§ **Assignment**: An exact restatement of the records below is expected.

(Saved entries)
PR #8222, opened 2026-02-24
Deduplicate points after optimization

generall:
This PR is part of deferred updates problem:

Once we optimize segment with deferred updates, we need to make sure that points for which we skipped deletion are properly removed.
This can be achieved by simply checking points versions and removing those points which have lower version.

ToDo:

- [x] actually identify which points should be addressed. This should be done from the removed proxy segments
- [x] Update logic of detecting point needs to marked as deleted (done in https://github.com/qdrant/qdrant/pull/8279)

### DIFF
--- a/lib/collection/src/tests/deferred_points_dedup.rs
+++ b/lib/collection/src/tests/deferred_points_dedup.rs
@@ -233,6 +233,17 @@ async fn test_deferred_points_dedup_after_optimization() {
         .await
         .unwrap();
 
+    // Check that there are deferred points in the shard, otherwise the test scenario is not valid.
+    let has_deferred = shard
+        .segments()
+        .read()
+        .iter()
+        .any(|segment| !segment.1.get().read().deferred_point_ids().is_empty());
+    assert!(
+        has_deferred,
+        "Expected to have deferred points after updates, but found none"
+    );
+
     // Wait for optimization triggered by the overwrites
     wait_optimization(&shard, timeout).await;
 
@@ -242,6 +253,17 @@ async fn test_deferred_points_dedup_after_optimization() {
         .update(upsert_op(random_points()), true, None, hw_acc.clone())
         .await
         .unwrap();
+
+    // Check that there are deferred points in the shard, otherwise the test scenario is not valid.
+    let has_deferred = shard
+        .segments()
+        .read()
+        .iter()
+        .any(|segment| !segment.1.get().read().deferred_point_ids().is_empty());
+    assert!(
+        has_deferred,
+        "Expected to have deferred points after updates, but found none"
+    );
 
     // Wait for final optimization
     wait_optimization(&shard, timeout).await;
--- a/lib/segment/src/segment/entry.rs
+++ b/lib/segment/src/segment/entry.rs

§ **Problem solution**:
PR #8222, opened 2026-02-24
Deduplicate points after optimization

generall:
This PR is part of deferred updates problem:

Once we optimize segment with deferred updates, we need to make sure that points for which we skipped deletion are properly removed.
This can be achieved by simply checking points versions and removing those points which have lower version.

ToDo:

- [x] actually identify which points should be addressed. This should be done from the removed proxy segments
- [x] Update logic of detecting point needs to marked as deleted (done in https://github.com/qdrant/qdrant/pull/8279)

### DIFF
--- a/lib/collection/src/tests/deferred_points_dedup.rs
+++ b/lib/collection/src/tests/deferred_points_dedup.rs
@@ -233,6 +233,17 @@ async fn test_deferred_points_dedup_after_optimization() {
         .await
         .unwrap();
 
+    // Check that there are deferred points in the shard, otherwise the test scenario is not valid.
+    let has_deferred = shard
+        .segments()
+        .read()
+        .iter()
+        .any(|segment| !segment.1.get().read().deferred_point_ids().is_empty());
+    assert!(
+        has_deferred,
+        "Expected to have deferred points after updates, but found none"
+    );
+
     // Wait for optimization triggered by the overwrites
     wait_optimization(&shard, timeout).await;
 
@@ -242,6 +253,17 @@ async fn test_deferred_points_dedup_after_optimization() {
         .update(upsert_op(random_points()), true, None, hw_acc.clone())
         .await
         .unwrap();
+
+    // Check that there are deferred points in the shard, otherwise the test scenario is not valid.
+    let has_deferred = shard
+        .segments()
+        .read()
+        .iter()
+        .any(|segment| !segment.1.get().read().deferred_point_ids().is_empty());
+    assert!(
+        has_deferred,
+        "Expected to have deferred points after updates, but found none"
+    );
 
     // Wait for final optimization
     wait_optimization(&shard, timeout).await;
--- a/lib/segment/src/segment/entry.rs
+++ b/lib/segment/src/segment/entry.rs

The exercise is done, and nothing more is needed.